Anyway, I have come to think you actually use less shampoo if you don't dilute...it's harder to control something that liquidy...exception is plum silky which if you use full strength you will be rinsing for ever to get the suds out. JMO....ha ha ha.


----------



## SMARTY

I didn't dilute the samples, re read instructions, to make sure. On any products that I do dilute I do it when ready to use. I have a couple of clear plastic, pointed top Clairol bottle that I mix in, the point lets me get the shampoo and conditioner to their hair roots and skin.


----------



## SMARTY

I also emailed IOD and this is the reply...

The coature line can be diluted 10:1. The natural line can be diluted 5:1

They are made that they can be used straight also.


----------



## Missy

For today's Bath Extavaganza at Jasper and Cash's we used the no.12 shampoo and the Natural Luxury Gloss Masque. Ease of comb out was the same, and Jasper looks the same... but Cash does not have that Glow about him he had using both the Natural Luxury Shampoo and Masque. I will see how they do through the week. After a week last time the boys (especially Jasper) started itching again...so maybe the 12 will help with that. :kev: _But of course my boys would need two different product lines!!!_


----------



## SMARTY

Missy, thank you for starting this thread and Renee for clueing us in on the samples.

Galen is a scratcher, not sure she has anything going on her skin looks very healthy, but she has been much better this week with the N-12 and the N 51 conditioner. Both girls look and smell great, this may have been my easiest week of brushing in a long time. Tomorrow will be their seventh day, but I’m not bathing again until they need it. IOD will be well worth the price if I get to give less baths and blowouts. I’ll do the Gloss and Masque next time.

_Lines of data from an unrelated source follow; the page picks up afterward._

PR #1178, opened 2020-05-07
fix(directory): fix logic for logical (shell dependent) path management  

jeanga:
#### Description
Some supported shells, like Powershell, support "logical path" that are not "file system" paths.
(typically cert: drive for certificates, variable: for vars, env: for env variables, etc... you can even create your owns).

This PR introduces a new command line argument --logical-path to clearly indicate starship the distinction between the "logical" passed with --logicapl-path and the "physical" or "file system" path.

This PR introduces a new configuration setting for the directory module: separator.
This "string" setting allows to configure the path separator (usually/typically "/") with a string of user's choosing.
Typically: 
image
Will give:
image

#### Motivation and Context
The discussion on issue #1106 was the main driver behind this PR to reliably and durably fix logical/physical distinction starship. The previous reliance on $PWD/--path wasn't distinctive enough.

Closes [#1106](https://github.com/starship/starship/issues/1106)

#### Types of changes

New separator setting:
image

#### Checklist:


jeanga:
defaulting to std::path::MAIN_SEPARATOR instead of "/" has had a nasty side effect on directory tests on Windows.
I am fixing them with a number of:
```
        .use_config(toml::toml! {
            [directory]
            separator = "/"
        })
```
I chose this solution as duplicating all tests (for Windows/non-Windows) would be (IMHO) counter productive.

src/modules/directory.rs
```diff
@@ -161,6 +152,57 @@ fn to_fish_style(pwd_dir_length: usize, dir_string: String, truncated_dir_string
         .join("/")
 }
 
+#[cfg(target_os = "windows")]
+fn to_separator(path: &Path, separator: &str) -> Option<String> {
```
davidkna, line 156: 1. Have you investigated unifying the windows and -nix implementations? Gating platform behaviour in `#[cfg(windows)]` and/or `if cfg!(windows)`?
2. I think this will never return `None`, maybe switch to plain `String`?

src/modules/directory.rs
```diff
@@ -161,6 +152,57 @@ fn to_fish_style(pwd_dir_length: usize, dir_string: String, truncated_dir_string
...
+    let first = iter.next();
+    if let Some(first_component) = first {
+        out.push_str(&first_component.to_string_lossy());
+        for component in iter {
+            out.push_str(&separator);
+            out.push_str(&component.to_string_lossy());
+        }
+    }
+
+    if path_str.ends_with('\\') || path_str.ends_with('/') {
```
davidkna, line 173: When does this trigger?

src/modules/directory.rs
```diff
@@ -161,6 +152,57 @@ fn to_fish_style(pwd_dir_length: usize, dir_string: String, truncated_dir_string
...
+    }
+
+    Some(out)
+}
+
+#[cfg(not(target_os = "windows"))]
+fn to_separator(path: &Path, separator: &str) -> Option<String> {
+    let path_str = path.as_os_str().to_string_lossy();
+
+    if path_str == "/" {
```
davidkna, line 184: Maybe use `std::path::MAIN_SEPARATOR` here instead of `/`?

davidkna:
> 
> 
> defaulting to std::path::MAIN_SEPARATOR instead of "/" has had a nasty side effect on directory tests on Windows.
> I am fixing them with a number of:
> 
> ```
>         .use_config(toml::toml! {
>             [directory]
>             separator = "/"
>         })
> ```
> 
> I chose this solution as duplicating all tests (for Windows/non-Windows) would be (IMHO) counter productive.

Considering that and all the trouble with using `std::path::MAIN_SEPARATOR` as a default it might make sense to default to `/` instead.

src/modules/directory.rs
jeanga: I did this today for the Linux tests to pass but I probably should remove this now that most of them are separated with #[cfg(windows)].

src/modules/directory.rs
jeanga: Yes, will do. I will have to exclude empty string first and test on len ( std::path::MAIN_SEPARATOR is a char, not a str, remember ;-))

jeanga:
Well, I reckon it created some trouble in the code :-)
However, I think it is for the better on the long run as Windows path will 'always' be \ separated, it makes sense to be consistent and use the native path separator. 
The directory module has to do a great job on directories ;-) (per #1106 )

src/modules/directory.rs
jeanga: 1: Not sure, windows&unix paths have very unique characteristics, like absolute paths always starting with / on Linux and on Windows they are relative to the current drive...
2: Sure, done.

jeanga:
Okay, after taking some time to think about it, here is what I intend to implement to sort out the current situation with tests and std::path::MAIN_SEPARATOR issue:
If std::path::MAIN_SEPARATOR is _not_ "/", then replace all occurrences of std::path::MAIN_SEPARATOR with "/" in all inputs (home, repo, path, logical path.
When everything is "normalized", we go through truncations, fish style, repo&home replacement etc...
Once the "final" string is computed, we replace all occurrences of "/" with the configured separator in configuration (if not "/") (and, the home string we're also adding (if not "~")).
This, IMHO, is the best way forward... 
Expect some new commit on this PR or a brand new one in the next very few (hopefully) days.

jeanga:
OK. After some longer than I thought was needed, I took a completely different approach to this problem and rewrote the entire module. 
I will close this PR now and will soon submit a new one (also closing #1174 .
Thank you for your patience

P.S. DH noticed how good Galen smelled and felt. That is a first.


----------



## SMARTY

My verdict is in, with the N12 wash and the N51 rinse my girls looked and smelled clean for 13 days. They may have gone longer but Galen rolled in something sticky.

3 days into the Gloss and Masque, nothing special. The comb out with the Masque was extremely easy though, maybe better than the 51. but for now my money would be on the 12 and 51.


----------



## susieg

I agree with Sandi. The 12/51 combo kept Lola smelling fresh, looking clean and easy to brush for over a week. I used the gloss/masque 3 days ago and she already looks & feels like she needs another bath. Her coat was much shinier and brighter with the 12/51.

Only prob is that Lola seemed to be itchier after the 12/51 bath than the gloss/masque bath. She always seems to be a little itchy a few days after a bath, I'm thinking she has dry/sensitive skin and the 12/51 must be harsher than the all natural gloss/masque.


----------



## Evye's Mom

Good to hear many are pleased with the 12/51 since I just purchased 1 L of both. I bought the #63 grooming spray too and not so sure !! Seems to make Bentley sneeze and I'm not really liking the looks of Evye's already coarse coat. I sure hope they have a good return policy but still want to give it a little more time.


----------



## TheVintageVamp

I really like the samples I received. Just not sure which ones I will end up ordering yet.


----------



## SMARTY

Sharlene, I can not use any of the sprays on Smarty her coat goes limp and seems to get dirty faster. I’ve never tried any on of them on Galen.

I’ll get to try both samples again as my neighbor got them too and she said they would not do the head of her 100 lb long haired mutt.

This week I’m using my CC and see how they compare.


----------



## Evye's Mom

Have some friends, neighbors & family request samples. I did.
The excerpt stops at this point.